A Julie le gusta oír lo que le dice Vincent:

—Sí, es verdad.

—Toda esa gente es muy gilipollas —dice Vincent.

Ella está de acuerdo:

—Sí, del todo.

—Unos chulos engreídos. Unos burgueses. ¿Has visto a Berck? ¡Un cretino!

Ella está completamente de acuerdo. Se han portado con ella como si fuera invisible y le encanta oír todo eso contra ellos, se siente vengada. Vincent le parece cada vez más simpático, es guapo, alegre y sencillo, y no es en absoluto un chulo.

—Tengo ganas —dice Vincent— de armar un gran jaleo…

Suena bien: como la promesa de un motín. Julie sonríe, querría aplaudir.

—¡Te traigo un vaso de whisky! —le dice él y va hacia el otro extremo del vestíbulo, hacia el bar.

22

Entretanto, el presidente clausura él con los participantes abandonan ruidosamente la sala y el vestíbulo se llena enseguida. Berck se acerca al científico checo:

—Me ha conmovido mucho su… —vacila adrede para dejar sentir hasta qué punto le resulta difícil encontrar una palabra lo bastante delicada como para calificar el upo de discurso que ha pronunciado el checo—, por su… testimonio. Tendemos a olvidar demasiado deprisa. Quiero que sepa que me afectó mucho lo que ocurría en su país. Usted es el orgullo de Europa, que, por cierto, no tiene muchos motivos para sentirse orgullosa.

El científico checo hace un vago gesto de protesta para dar cuenta de su modestia.
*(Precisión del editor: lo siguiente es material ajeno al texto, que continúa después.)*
PR #14571, opened 2025-07-16
[Enhancement] Update categories for packages

trisch-me:
We are using categories of packages in telemetry and it seems that categories of packages are not reliable as I found a few of security packages not marked as such, for example `aws` etc.

I took advantage of LLM to update the list of categories according to the readme in each integration and using this [list](https://github.com/elastic/package-spec/blob/a50d2bc6a419ac15cfeda61fb1d3b7f7f1b15100/spec/integration/manifest.spec.yml#L21-L96) of available categories

I have verified it as much as I could but as it touches a lot of integrations it would be great to have more eyes on it. 
Every new category has justification

p.s. I am new to the integrations development so it might be I’m missing some of the usages of categories and current changes might break something. If so - I am happy to update the PR 

FYI @vglagoleva @andrewkroh

### DIFF
--- a/packages/osquery_manager/_dev/build/build.yml
+++ b/packages/osquery_manager/_dev/build/build.yml
@@ -1,3 +1,3 @@
 dependencies:
   ecs:
-    reference: git@v8.10.0
+    reference: git@v9.1.0
--- a/packages/osquery_manager/changelog.yml
+++ b/packages/osquery_manager/changelog.yml
@@ -1,4 +1,9 @@
 # newer versions go on top
+- version: "1.19.0"
+  changes:
+    - description: Update osquery to version 5.18.1 and ECS to 9.10.0
+      type: enhancement
+      link: https://github.com/elastic/integrations/pull/15321
 - version: "1.18.0"
   changes:
     - description: Adjust result mapping to match action responses
--- a/packages/osquery_manager/data_stream/result/fields/ecs.yml
+++ b/packages/osquery_manager/data_stream/result/fields/ecs.yml
@@ -1,6 +1,6 @@
 # This file is generated with osqgen (https://github.com/aleksmaus/osqgen) tool from the official ECS fields yml
 # To regenerate use:
-# osqgen --schema "./schema/ecs/fields.ecs_8.10.0.yml" ecs > ecs.yml
+# osqgen --schema "./schema/ecs/fields.ecs_9.1.0.yml" ecs > ecs.yml
 - external: ecs
   name: client.as.number
 - external: ecs
@@ -498,8 +498,6 @@
 - external: ecs
   name: process.parent.pe.sections.virtual_size
 - external: ecs
-  name: process.parent.pgid
-- external: ecs
   name: process.parent.pid
 - external: ecs
   name: process.parent.start
@@ -531,8 +529,6 @@
   name: process.pe.sections.var_entropy
 - external: ecs
   name: process.pe.sections.virtual_size
-- external: ecs
-  name: process.pgid
 - external: ecs
   name: process.pid
 - external: ecs
@@ -853,6 +849,12 @@
   name: user.risk.static_score
 - external: ecs
   name: user.risk.static_score_norm
+- external: ecs
+  name: volume.removable
+- external: ecs
+  name: volume.size
+- external: ecs
+  name: volume.writable
 - external: ecs
   name: vulnerability.score.base
 - external: ecs
--- a/packages/osquery_manager/data_stream/result/fields/osquery.yml
+++ b/packages/osquery_manager/data_stream/result/fields/osquery.yml
@@ -332,7 +332,9 @@
           norms: false
           default_field: false
     - name: app_name
-      description: windows_firewall_rules.app_name - Friendly name of the application to which the rule applies
+      description: |-
+        homebrew_packages.app_name - Name of the installed App (for Casks)
+        windows_firewall_rules.app_name - Friendly name of the application to which the rule applies
       type: keyword
       ignore_above: 1024
       multi_fields:
@@ -662,6 +664,14 @@
           default_field: false
     - name: auto_update
       description: lxd_images.auto_update - Whether the image auto-updates (1) or not (0)
+      type: keyword
+      ignore_above: 1024
+      multi_fields:
+        - name: number
+          type: long
+          default_field: false
+    - name: auto_updates
+      description: homebrew_packages.auto_updates - 1 if the cask auto-updates otherwise 0
       type: keyword
       ignore_above: 1024
       multi_fields:
@@ -2570,6 +2580,7 @@
     - name: datetime
       description: |-
         crashes.datetime - Date/Time at which the crash occurred
+        dns_lookup_events.datetime - Event timestamp in DATETIME format
         powershell_events.datetime - System time at which the Powershell script event occurred
         process_etw_events.datetime - Event timestamp in DATETIME format
         syslog_events.datetime - Time known to syslog
@@ -3296,6 +3307,7 @@
         bpf_process_events.eid - Event ID
         bpf_socket_events.eid - Event ID
         disk_events.eid - Event ID
+        dns_lookup_events.eid - Event ID
         es_process_events.eid - Event ID
         es_process_file_events.eid - Event ID
         file_events.eid - Event ID
@@ -3349,6 +3361,15 @@
       multi_fields:
         - name: number
           type: long
+          default_field: false
+    - name: emulated_cpu_type
+      description: system_info.emulated_cpu_type - Emulated CPU type
+      type: keyword
+      ignore_above: 1024
+      multi_fields:
+        - name: text
+          type: text
+          norms: false
           default_field: false
     - name: enable_admin_account
       description: security_profile_info.enable_admin_account - Determines whether the Administrator account on the local computer is enabled
@@ -4004,6 +4025,7 @@
         file.filename - Name portion of file path
         lxd_images.filename - Filename of the image file
         prefetch.filename - Executable filename.
+        recent_files.filename - The name of the file
         xprotect_entries.filename - Use this file name to match
       type: keyword
       ignore_above: 1024
@@ -6778,6 +6800,14 @@
         - name: number
           type: long
           default_field: false
+    - name: memory_inactive_file
+      description: docker_container_stats.memory_inactive_file - Memory inactive file
+      type: keyword
+      ignore_above: 1024
+      multi_fields:
+        - name: number
+          type: long
+          default_field: false
     - name: memory_limit
       description: |-
         docker_container_stats.memory_limit - Memory limit
@@ -6798,6 +6828,14 @@
           default_field: false
     - name: memory_total
       description: memory_info.memory_total - Total amount of physical RAM, in bytes
+      type: keyword
+      ignore_above: 1024
+      multi_fields:
+        - name: number
+          type: long
+          default_field: false
+    - name: memory_total_inactive_file
+      description: docker_container_stats.memory_total_inactive_file - Memory total inactive file
       type: keyword
       ignore_above: 1024
       multi_fields:
@@ -7222,6 +7260,7 @@
         gatekeeper_approved_apps.mtime - Last modification time
         process_events.mtime - File modification in UNIX time
         quicklook_cache.mtime - Parsed version date field
+        recent_files.mtime - Last modification time of the shortcut (usually corresponds to last opened time for the file)
         registry.mtime - timestamp of the most recent registry write
       type: keyword
       ignore_above: 1024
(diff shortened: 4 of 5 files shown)


leehinman (approved):
I just reviewed the changes to "windows" package since that is the only one owned by elastic-agent-data-plane.

susan-shu-c (approved):
The addition of the `network_security` category in `packages/beaconing` should work; cc @sodhikirti07

packages/bbot/manifest.yml
```diff
@@ -6,6 +6,8 @@ description: "BBOT is a recursive internet scanner inspired by Spiderfoot, but d
 type: integration
 categories:
   - security
+  # Added threat_intel category as BBOT is an OSINT tool that provides external intelligence about attack surfaces
+  - threat_intel
```
andrewkroh: I'm not sure about this one. I don't view BBOT the same as the traditional threat intel packages like ti_abusech.

packages/blacklens/manifest.yml
```diff
@@ -8,6 +8,10 @@ description: "Collect logs from blacklens.io with Elastic Agent"
 type: integration
 categories:
   - security
+  # Added threat_intel category as Blacklens provides Darknet Monitoring and external threat intelligence
+  - threat_intel
```
andrewkroh: This might be true for blacklens.io, but I think the scope of the integration only covers alerts and not their emerging threats data.

packages/ti_eset/manifest.yml
```diff
@@ -7,6 +7,10 @@ type: integration
 categories:
   - security
   - threat_intel
+  # Added siem category as ESET Threat Intelligence provides data that can be used for security monitoring and incident response
+  - siem
```
andrewkroh: With that justification you could apply `siem` to most of the packages. I think this category should be removed.

packages/ti_eset/manifest.yml
```diff
@@ -7,6 +7,10 @@ type: integration
...
+  # Added network_security category as ESET Threat Intelligence includes IP and domain indicators for network protection
+  - network_security
```
andrewkroh: This would also be true of the other TI providers too. I would omit this category, and reserve it for network based monitors.

This applies to the other TI providers as well (the next few also add these categories).

packages/ti_util/manifest.yml
```diff
@@ -5,6 +5,8 @@ description: Prebuilt Threat Intelligence dashboard for Elastic Security
 categories:
   - security
   - threat_intel
+  # Added siem category as TI Util provides dashboards for security monitoring and threat intelligence visualization
+  - siem
```
andrewkroh: Assuming `siem` is meant for integrations with other SIEM-like things, I don't think this category applies here.

```suggestion
```

packages/unifiedlogs/manifest.yml
```diff
@@ -12,6 +12,8 @@ conditions:
 categories:
```
andrewkroh, line 12: macos unified logs are also used for security purposes.

packages/windows/manifest.yml
```diff
@@ -6,6 +6,10 @@ type: integration
 categories:
   - os_system
   - security
+  # Added observability category as Windows integration provides comprehensive system metrics and logs for monitoring
+  - observability
+  # Added siem category as Windows integration provides security event data for monitoring and incident response
+  - siem
```
andrewkroh:
```suggestion
```

Assuming siem is meant for integrations with other SIEM-like things, I don't think this category applies here.

packages/zeek/manifest.yml
```diff
@@ -9,7 +9,11 @@ icons:
     size: 214x203
     type: image/svg+xml
 format_version: "3.0.3"
-categories: [network, security]
+categories: 
+  - network
+  - security
+  # Added siem category as Zeek provides security event data for monitoring and incident response
+  - siem
```
andrewkroh: Assuming siem is meant for integrations with other SIEM-like things, I don't think this category applies here.
```suggestion
```

lalit-satapathy:
Added @daniela-elastic to help review the o11y package changes.

packages/universal_profiling_agent/manifest.yml
florianl, line 1: What about universal_profiling_collector and universal_profiling_symbolizer?

packages/tomcat/manifest.yml
```diff
@@ -3,7 +3,13 @@ name: tomcat
 title: Tomcat NetWitness Logs (Deprecated)
 version: "1.14.0"
 description: Collect and parse logs from Apache Tomcat servers with Elastic Agent.
-categories: ["web", "observability"]
+categories: 
+  - web
+  - observability
+  # Added application_observability category as Tomcat is a web application server that provides observability data
+  - application_observability
+  # Added websphere category as Tomcat is a web application server similar to WebSphere
```
shmsr: Websphere is not required. Can we tweak the prompt to exclude software categories that are similar?

trisch-me: i think the best way would be to add description to categories themselves. Because it’s not clear and ambiguous. I am not even sure that the list of categories is comprehensive and we need there all those categories

trisch-me: But for this one I will just manually remove it

packages/universal_profiling_agent/manifest.yml
trisch-me: you suggest to update categories to include `observability`?

packages/ti_eset/manifest.yml
trisch-me: I have removed from other TI providers as well

packages/universal_profiling_agent/manifest.yml
trisch-me: I have updated it

packages/activemq/manifest.yml
daniela-elastic, line 1: Could we say that ActiveMQ is part of the infrastructure stack and what is the definition of infra stack? Asking because we have an integration Kafka which one could argue is an alternative to ActiveMQ (minus the streaming part) however today Kafka integration doesn't have infra category. Perhaps we should look into conformity between the various similar family of services to make sure they are categorized in the same way.

packages/airflow/manifest.yml
daniela-elastic, line 1: Airflow is primarily designed for batch processing and is not ideal for real-time streaming workflows.  Hence I don't think we should apply category stream_processing

packages/apache_tomcat/manifest.yml
daniela-elastic, line 1: Not sure it makes sense to put Apache Tomcat under category Websphere (owned by IBM) just because it is a similar product. If we decided to do that then we'd have to do it for all services that are similar.

packages/o365/manifest.yml
daniela-elastic, line 1: Could we also add observability category. There's no reason why o365 logs can't be used for observability purposes

packages/system/manifest.yml
daniela-elastic, line 1: Should we also add observability category? To me it seems a host (aka system) is the quintessential entity to observe

trisch-me:
@daniela-elastic I have updated code according to your comments

gizas (approved):

trisch-me:
@daniela-elastic @shmsr could you please re-check your review? thanks

packages/aws/manifest.yml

—No, no proteste —siguió Berck—, insisto en decírselo. Ustedes, precisamente ustedes, los intelectuales de su país, al manifestar una obstinada resistencia a la opresión comunista, han dado prueba del valor que tantas veces nos hace falta, han dado prueba de tal sed de libertad, yo diría incluso de tal voluntad de libertad, que se han convertido para nosotros en el ejemplo a seguir. Además, —añade para dar a sus palabras un toque de familiaridad, una señal de connivencia— Budapest es una magnífica ciudad, viva y, permítame recalcarlo, del todo europea.

—Querrá usted decir Praga —dice tímidamente el científico checo.

¡Ah, maldita geografía! Berck ha comprendido que ésta le ha hecho cometer un pequeño error y, dominando la irritación por la falta de tacto de su colega, dice:

—Sí, claro, me refería a Praga, pero también quería referirme a Cracovia, a Sofía, a San Petersburgo, pienso en todas esas ciudades del Este que acaban de librarse de un enorme campo de concentración.

—No diga campo de concentración. Perdíamos con frecuencia nuestro empleo, pero no estábamos en campos.